--- Extracted entries Enclosed Below ---

PR #1445, opened 2020-11-12
Fix Cosmos DB error handling

johnstairs:
## Description
Exceptions that we throw inside of a `RequestHandler` are wrapped by the Cosmos DB SDK in a `CosmosException` with status code 500. This means that our error handling for 429s and other conditions where we throw a specific exception have resulted in 500s since we moved to v3 of the Cosmos DB SDK.

The change here is to recognize that the `RequestRateExceededException` and others we throw from within the `RequestHandler` will appear as an inner exception.

## Related issues
Addresses [AB#76850](https://microsofthealth.visualstudio.com/f8da5110-49b1-4e9f-9022-2f58b6124ff9/_workitems/edit/76850)

## Testing
Added unit tests and performed manual testing

### DIFF
--- a/src/Microsoft.Health.Fhir.Core.UnitTests/Features/Operations/Reindex/ReindexHandlerTests.cs
+++ b/src/Microsoft.Health.Fhir.Core.UnitTests/Features/Operations/Reindex/ReindexHandlerTests.cs
@@ -87,11 +87,12 @@ namespace Microsoft.Health.Fhir.Core.UnitTests.Features.Operations.Reindex
 
             var jobRecord = new ReindexJobRecord(_resourceTypeSearchParameterHashMap, 1);
             var jobWrapper = new ReindexJobWrapper(jobRecord, WeakETag.FromVersionId("id"));
-            _fhirOperationDataStore.GetReindexJobByIdAsync("id", CancellationToken.None).Throws(new RequestRateExceededException(TimeSpan.FromMilliseconds(100)));
+            _fhirOperationDataStore.GetReindexJobByIdAsync("id", CancellationToken.None).Throws(new Exception(null, new RequestRateExceededException(TimeSpan.FromMilliseconds(100))));
 
             var handler = new GetReindexRequestHandler(_fhirOperationDataStore, DisabledFhirAuthorizationService.Instance);
 
-            await Assert.ThrowsAsync<RequestRateExceededException>(() => handler.Handle(request, CancellationToken.None));
+            Exception thrownException = await Assert.ThrowsAsync<Exception>(() => handler.Handle(request, CancellationToken.None));
+            Assert.IsType<RequestRateExceededException>(thrownException.InnerException);
         }
 
         [Fact]
--- a/src/Microsoft.Health.Fhir.CosmosDb/Features/Storage/Operations/CosmosFhirOperationDataStore.cs
+++ b/src/Microsoft.Health.Fhir.CosmosDb/Features/Storage/Operations/CosmosFhirOperationDataStore.cs
@@ -16,6 +16,7 @@ using Microsoft.Extensions.Logging;
 using Microsoft.Extensions.Options;
 using Microsoft.Health.Abstractions.Exceptions;
 using Microsoft.Health.Extensions.DependencyInjection;
+using Microsoft.Health.Fhir.Core.Exceptions;
 using Microsoft.Health.Fhir.Core.Features.Operations;
 using Microsoft.Health.Fhir.Core.Features.Operations.Export.Models;
 using Microsoft.Health.Fhir.Core.Features.Operations.Reindex.Models;
@@ -101,9 +102,9 @@ namespace Microsoft.Health.Fhir.CosmosDb.Features.Storage.Operations
             }
             catch (CosmosException dce)
             {
-                if (dce.StatusCode == HttpStatusCode.TooManyRequests)
+                if (dce.InnerException is RequestRateExceededException)
                 {
-                    throw new RequestRateExceededException(dce.RetryAfter);
+                    throw;
                 }
 
                 _logger.LogError(dce, "Failed to create an export job.");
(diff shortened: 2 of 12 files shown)


src/Microsoft.Health.Fhir.Shared.Api.UnitTests/Features/Filters/OperationOutcomeExceptionFilterTests.cs
```diff
@@ -217,6 +217,40 @@ public void GivenATransactionFailedExceptionException_WhenExecutingAnAction_Then
...
+            Assert.False(_context.ExceptionHandled);
+            Assert.Null(_context.Result);
+            Assert.Same(exception, _context.Exception); // ensure state is restored
+        }
+
+        [Fact]
+        public void GivenARequestRateExceededExceptionAsAnInnerException_WhenExecutingAnAction_ThenTheResponseShouldBeAnOperationOutcome()
+        {
+            ValidateOperationOutcome(new Exception(null, new RequestRateExceededException(null)), HttpStatusCode.TooManyRequests);
+        }
```
LTA-Thinking, line 252: Is it worth having a test to show that the inner exception is only used if the outer exception couldn't be parsed?

johnstairs: Makes sense.

src/Microsoft.Health.Fhir.Core.UnitTests/Features/Operations/Reindex/ReindexHandlerTests.cs
```diff
@@ -87,11 +87,12 @@ public async Task GivenAGetRequest_WhenTooManyRequestsThrown_ThenTooManyRequests
 
             var jobRecord = new ReindexJobRecord(_resourceTypeSearchParameterHashMap, 1);
             var jobWrapper = new ReindexJobWrapper(jobRecord, WeakETag.FromVersionId("id"));
-            _fhirOperationDataStore.GetReindexJobByIdAsync("id", CancellationToken.None).Throws(new RequestRateExceededException(TimeSpan.FromMilliseconds(100)));
+            _fhirOperationDataStore.GetReindexJobByIdAsync("id", CancellationToken.None).Throws(new Exception(null, new RequestRateExceededException(TimeSpan.FromMilliseconds(100))));
```
Ivanidzo4ka, line 90: >new Exception(null [](start = 96, length = 18)

I find this route is a bit counterintuitive.
Why can't we peel cosmos exception and pop to the top it's inner exception rather than bend rest of code for it?

johnstairs: The issue is that there are many entrypoints to the cosmos SDK (basically the methods on `Container`), and therefore many places where we would have to make sure the exception is mapped properly. Prior to adopting the v3 SDK, we used to have a generated wrapper to the SDK that could forward calls to the and would do common pre/post processing. We could do something similar again.

Ivanidzo4ka: Ok, it's probably fine as long as it's not leaking into non cosmos specific code.

namadabu (approved):

src/Microsoft.Health.Fhir.Shared.Api.UnitTests/Features/Filters/OperationOutcomeExceptionFilterTests.cs
johnstairs: There's actually no recognized exception that has a constructor that takes an inner exception, so we currently can't get get into the situation to test (without reflection)

src/Microsoft.Health.Fhir.CosmosDb/Features/Storage/Operations/CosmosFhirOperationDataStore.cs
```diff
@@ -169,9 +171,9 @@ public async Task<ExportJobOutcome> GetExportJobByHashAsync(string hash, Cancell
             }
             catch (CosmosException dce)
             {
-                if (dce.StatusCode == HttpStatusCode.TooManyRequests)
+                if (dce.InnerException is RequestRateExceededException)
```
brendankowitz, line 174: Perhaps we can smooth this over a little with some extensions...
`bool dce.IsRateExceededException()`?
Or similar, I guess the point might be to unwrap inside an extension, keeps the logic consistent everywhere

brendankowitz (approved):

src/Microsoft.Health.Fhir.CosmosDb/Features/Storage/Operations/CosmosFhirOperationDataStore.cs
johnstairs: There is something about accepting this to be the inner exception that just doesn't feel right. And I don't know that adding an extension method helps that much (why should write `catch (Exception e) when (e.IsRequestRateExceededException())` instead of `catch (RequestRateExceededException)`?). I feel like this fix is a stop-gap, but I don't find it very satisfying.

johnstairs: Should another data provider throw RequestRateExceededException as an inner exception too? Seems like the answer should be no.

johnstairs: ...But I've added the extension methods :)

brendankowitz: Agree, it seems like the simplest fix, yet unsatisfying. Though if it improves the experience we have time to find a nicer solution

--- End of Enclosed Extracted entries ---

| The problem |
Please find every line in the records that contains the word "like", and copy it out.

| Task answer |
johnstairs: There is something about accepting this to be the inner exception that just doesn't feel right. And I don't know that adding an extension method helps that much (why should write `catch (Exception e) when (e.IsRequestRateExceededException())` instead of `catch (RequestRateExceededException)`?). I feel like this fix is a stop-gap, but I don't find it very satisfying.
johnstairs: Should another data provider throw RequestRateExceededException as an inner exception too? Seems like the answer should be no.
brendankowitz: Agree, it seems like the simplest fix, yet unsatisfying. Though if it improves the experience we have time to find a nicer solution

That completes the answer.